Start of Information provided

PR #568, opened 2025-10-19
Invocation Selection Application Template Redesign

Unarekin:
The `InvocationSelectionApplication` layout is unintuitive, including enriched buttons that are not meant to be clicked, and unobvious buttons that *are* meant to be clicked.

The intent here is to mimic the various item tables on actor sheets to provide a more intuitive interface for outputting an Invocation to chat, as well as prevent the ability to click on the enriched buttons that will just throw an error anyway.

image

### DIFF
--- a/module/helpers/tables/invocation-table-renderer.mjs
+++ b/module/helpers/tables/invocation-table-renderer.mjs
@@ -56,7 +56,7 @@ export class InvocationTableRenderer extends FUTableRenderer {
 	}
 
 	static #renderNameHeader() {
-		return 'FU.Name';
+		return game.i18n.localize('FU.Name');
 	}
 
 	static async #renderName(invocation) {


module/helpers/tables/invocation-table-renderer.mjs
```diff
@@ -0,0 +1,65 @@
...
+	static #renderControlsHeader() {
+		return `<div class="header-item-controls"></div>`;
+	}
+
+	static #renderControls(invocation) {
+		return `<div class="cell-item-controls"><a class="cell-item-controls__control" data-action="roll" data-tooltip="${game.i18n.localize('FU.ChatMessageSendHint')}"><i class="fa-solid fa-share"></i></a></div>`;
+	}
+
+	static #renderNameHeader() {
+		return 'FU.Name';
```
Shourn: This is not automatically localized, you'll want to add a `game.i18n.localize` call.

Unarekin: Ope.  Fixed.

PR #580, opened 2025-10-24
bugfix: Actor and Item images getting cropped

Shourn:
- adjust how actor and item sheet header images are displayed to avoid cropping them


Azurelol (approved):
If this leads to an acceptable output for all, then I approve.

End of Information provided

**Your instructions**:
Every record above needs to be repeated word for word.

**The completed task**:
PR #568, opened 2025-10-19
Invocation Selection Application Template Redesign

Unarekin:
The `InvocationSelectionApplication` layout is unintuitive, including enriched buttons that are not meant to be clicked, and unobvious buttons that *are* meant to be clicked.

The intent here is to mimic the various item tables on actor sheets to provide a more intuitive interface for outputting an Invocation to chat, as well as prevent the ability to click on the enriched buttons that will just throw an error anyway.

image

### DIFF
--- a/module/helpers/tables/invocation-table-renderer.mjs
+++ b/module/helpers/tables/invocation-table-renderer.mjs
@@ -56,7 +56,7 @@ export class InvocationTableRenderer extends FUTableRenderer {
 	}
 
 	static #renderNameHeader() {
-		return 'FU.Name';
+		return game.i18n.localize('FU.Name');
 	}
 
 	static async #renderName(invocation) {


module/helpers/tables/invocation-table-renderer.mjs
```diff
@@ -0,0 +1,65 @@
...
+	static #renderControlsHeader() {
+		return `<div class="header-item-controls"></div>`;
+	}
+
+	static #renderControls(invocation) {
+		return `<div class="cell-item-controls"><a class="cell-item-controls__control" data-action="roll" data-tooltip="${game.i18n.localize('FU.ChatMessageSendHint')}"><i class="fa-solid fa-share"></i></a></div>`;
+	}
+
+	static #renderNameHeader() {
+		return 'FU.Name';
```
Shourn: This is not automatically localized, you'll want to add a `game.i18n.localize` call.

Unarekin: Ope.  Fixed.

PR #580, opened 2025-10-24
bugfix: Actor and Item images getting cropped

Shourn:
- adjust how actor and item sheet header images are displayed to avoid cropping them


Azurelol (approved):
If this leads to an acceptable output for all, then I approve.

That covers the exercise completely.